### Task goal
Look through the entries below. Report each line that has the word "copy" in it.

#####

PR #8014, opened 2020-07-15
MRG, ENH: Combine channels

### LINKED ISSUE #7984: Feature request: Average over channels
Hello!

(This issue has been raised in the mne_analysis mailing list)

#### Describe the problem
There is currently no way to average signals over channels on a Raw, Epochs or Evoked object easily. One can average signals over channels with the "combine" parameter in some visualisation options but it is not possible to modify a Raw, Epochs or Evoked instance by performing an average over channels.

#### Describe your solution
One solution could be to add a new method to Raw, Epochs and Evoked enabling to combine channels (with mean or median options for example). It could for example take as one of the parameters a dictionary where each ROI (new pseudo-channels) would be associated with a list of channels to perform the combination on. This method could also eventually return the standard deviations in order to compute confidence intervals...

- One alternative is to use for example the [plot_image](https://mne.tools/stable/generated/mne.Epochs.html#mne.Epochs.plot_image) method with the "combine" parameter, but it only enables to plot signals and does not return a modified instance of Epochs.
- Another alternative is to extract data with [get_data](https://mne.tools/stable/generated/mne.io.Raw.html#mne.io.Raw.get_data), perform the operation with [numpy.mean](https://numpy.org/doc/stable/reference/generated/numpy.mean.html), recreate channel information with pseudo-channels thanks to [create_info](https://mne.tools/stable/generated/mne.create_info.html) and recreate a Raw object from a numpy array with [RawArray](https://mne.tools/stable/generated/mne.io.RawArray.html).

#### Additional context
No additional context.

Please let me know if that makes sense?

Many thanks!
Johann

HanBnrd:
#### Reference issue
Closes #7984

Implementation of a way to combine channels from Raw, Epochs, or Evoked. Channels can be combined with a callable as argument or with "mean", "median", or "std".

#### Additional information
- It currently returns a new instance and does not modify the original one
- It is currently a method in `mne/channels/channels.py`, open to suggestions for a better location
- Was wondering if this sounds fine before implementing tests


HanBnrd:
Hi @drammock,
I implemented this with a single dict as argument, would be happy to have some guidance to be also able to pass multiple key-values pairs. Should I do it with `**kwargs`? Would you know an example of this kind of function/method in MNE?

mne/channels/channels.py
```diff
@@ -987,6 +989,118 @@ def add_channels(self, add_list, force_update_info=False):
...
+            # Check if channel indices are out of bounds
+            if not all(idx in ch_idx for idx in these_picks):
+                raise ValueError('Some channel indices are out of bounds.')
+            # Check if heterogeneous sensor type combinations
+            this_ch_type = np.array(ch_types)[these_picks]
+            if len(set(this_ch_type)) > 1:
+                types = ', '.join(set(this_ch_type))
+                raise ValueError('Cannot combine sensors of different types; '
+                                 '"{}" contains types {}.'
+                                 ''.format(this_group, types))
```
drammock, line 1058: since our minimum supported Python version recently changed to 3.6, we can use [f-strings](https://docs.python.org/3/reference/lexical_analysis.html#f-strings) instead of `str.format()`.  Our plan is to use f-strings in new code, and gradually update old code to use f-strings as it gets edited. These lines would become:

```suggestion
                raise ValueError('Cannot combine sensors of different types; '
                                 f'"{this_group}" contains types {types}.')
```

mne/channels/channels.py
```diff
@@ -987,6 +989,118 @@ def add_channels(self, add_list, force_update_info=False):
...
+            #  Check if combining less than 2 channel
+            if len(these_picks) < 2:
+                raise ValueError('Less than 2 channels in group "{}"; cannot '
+                                 'combine by method "{}".'
+                                 ''.format(this_group, method))
```
drammock, line 1063: this will prevent users from passing single-channel groups, and you haven't (yet) implemented a boolean `drop` parameter either, so currently there is no way to combine certain channels and leave other channels untouched. Ping @larsoner, @agramfort: can you weigh in on whether allowing a mix of combined and uncombined channels is something we should support?

mne/channels/channels.py
```diff
@@ -987,6 +989,118 @@ def add_channels(self, add_list, force_update_info=False):
...
+
+        Returns
+        -------
+        inst : instance of Raw, Epochs, or Evoked
+            A new instance.
+        """
+        from ..io import BaseRaw, RawArray
+        from ..epochs import BaseEpochs
+        from ..evoked import Evoked
+        from .. import EpochsArray, EvokedArray
```
drammock, line 1026: a quick `git grep` shows me that `_BaseTFR` inherits from `UpdateChannelsMixin`, so this will need to support TFR objects too, I think.

mne/channels/channels.py
```diff
@@ -987,6 +989,118 @@ def add_channels(self, add_list, force_update_info=False):
...
+
+        try:
+            # Extract stim channels if any
+            inst = self.copy().pick_types(meg=False, stim=True)
+            # Create clean info to avoid inconsistencies
+            inst.info = create_info(sfreq=self.info['sfreq'],
+                                    ch_names=inst.info['ch_names'],
+                                    ch_types=_get_channel_types(inst.info))
+        except ValueError:
+            inst = None
```
drammock, line 1076: can you explain the rationale here?  I can imagine cases where keeping stim channels would be desirable, and other cases where the presence of stim channels would be an unexpected surprise...  seems like something the user should be able to control.

mne/channels/channels.py
```diff
@@ -987,6 +989,118 @@ def add_channels(self, add_list, force_update_info=False):
...
+        # Convert string values of ``method`` into callables
+        if isinstance(method, str):
+            method_dict = {key: partial(getattr(np, key), axis=ch_axis)
+                           for key in ('mean', 'median', 'std')}
+            try:
+                method = method_dict[method]
+            except KeyError:
+                raise ValueError('"method" must be a callable, or one of '
+                                 '"mean", "median", or "std"; got {}'
+                                 ''.format(method))
```
drammock, line 1045: is there a way to modify the `_make_combine_callable` function to be usable here (rather than copy-pasting parts of it)?

https://github.com/mne-tools/mne-python/blob/056c273f1bb96bb3229e60874122f830f946746c/mne/viz/utils.py#L2975-L2998

HanBnrd:
> 
> 
> I had a quick look and the code looks reasonable (and is easy to read; thanks for using clear variable names!). See my comments below. For now let's not worry about the `dict.update()` approach, it would be nice to have but is not a blocker.

Thanks for your detailed feedback :)

mne/channels/channels.py
```diff
@@ -987,6 +989,118 @@ def add_channels(self, add_list, force_update_info=False):
             assert all(len(r) == self.info['nchan'] for r in self._read_picks)
         return self
 
+    def combine_channels(self, group_by, method='mean'):
+        """Combine channels based on regions of interest (ROIs).
+
+        Parameters
+        ----------
+        group_by : dict
```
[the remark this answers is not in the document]
HanBnrd: Will change it to `groups` then, as it is simpler and "channels" is already in the method name.

mne/channels/channels.py
HanBnrd: Good point on giving the user control on this, I can implement a `keep_stim` boolean argument. Should it defaults to something? Maybe to `False` to avoid unexpected behaviour?

mne/channels/channels.py
```diff
@@ -987,6 +989,118 @@ def add_channels(self, add_list, force_update_info=False):
...
+                                        tmin=self.times[0])
+            elif isinstance(self, Evoked):
+                this_inst = EvokedArray(this_group_data, this_info,
+                                        tmin=self.times[0])
+            if inst is None:
+                inst = this_inst
+            else:
+                inst.add_channels([this_inst])
+
+        return inst
```
HanBnrd, line 1101: The [Contributing to MNE webpage](https://mne.tools/stable/install/contributing.html#return-types) says that methods should return `self` and functions return copies, should I then return a modified `self` instead, @drammock?

mne/channels/channels.py
```diff
@@ -987,6 +989,118 @@ def add_channels(self, add_list, force_update_info=False):
...
+        group_by : dict
+            Specifies which channels are aggregated into a single channel, with
+            aggregation method determined by the ``method`` parameter. One new
+            pseudo-channel is made per dict entry; the dict values must be
+            lists of picks (integer indices of ``ch_names``). For example::
+
+                group_by=dict(Left_ROI=[1, 2, 3, 4], Right_ROI=[5, 6, 7, 8])
+
+            Note that within a dict entry all channels must have the same type.
+        %(method)s
```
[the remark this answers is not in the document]
HanBnrd: I think I can probably write the doc manually for the `method` argument. My initial plan was to use the docdict of the `combine` argument found in multiple viz functions, but I think "combine" makes less sense than "method" in combine_channels. Also the `method` argument is a bit different as it does not accept None or 'gfp' (but should it?).
*&rarr; Linked to https://github.com/mne-tools/mne-python/pull/8014#discussion_r455322276*

mne/channels/channels.py
HanBnrd: This function was pretty handy but not exactly what I wanted, as `combine_channels` does not accept None or 'gfp' currently. In this case I feel like it would probably make `_make_combine_callable` messy to modify it (in terms of documentation with the docdict, and error messages). Please let me know what you think.
*&rarr; Linked to https://github.com/mne-tools/mne-python/pull/8014#discussion_r455740903*

agramfort:
2 things:
- method should operate inplace
- I am -1 on having both real EEG channels and virtual/combined EEG
channels in the same object.

2 options:
- use a function not a method that returns a new instance of an XxxArray
class
- remove all data / channels from the instance when adding these new
signals.

I am leaning towards a simple function.

>

mne/channels/channels.py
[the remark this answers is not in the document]
drammock: fair enough.  The functions are quite similar but not identical; we can worry about a possible deduplication refactor later.

mne/channels/channels.py
drammock: +1 for `keep_stim` with default `False`

mne/channels/channels.py
drammock: I think I agree with @agramfort that supporting a mix of real and virtual channels is probably a bad idea (at the very least it might cause havoc for topography plotting functions). And if I had to guess, I would say that in some cases users will want to keep the original object around (i.e., *not* modify in place), and the resulting object will at least be smaller than the original, so let's turn this into a function rather than a method.  Another consequence of that choice is that you don't have to support TFR objects right away, we can add that support later if you're not up for it right now.

HanBnrd:
Just did the modifications based on your comments @drammock and @agramfort, thanks. Will implement tests now.

HanBnrd:
I was actually thinking about turning verbose off when creating the new instances with XxxArray, is that something I should do with eg. `RawArray(..., verbose=False)`?

larsoner:
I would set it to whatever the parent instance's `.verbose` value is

#####

### Response to this task
+            inst = self.copy().pick_types(meg=False, stim=True)
drammock, line 1045: is there a way to modify the `_make_combine_callable` function to be usable here (rather than copy-pasting parts of it)?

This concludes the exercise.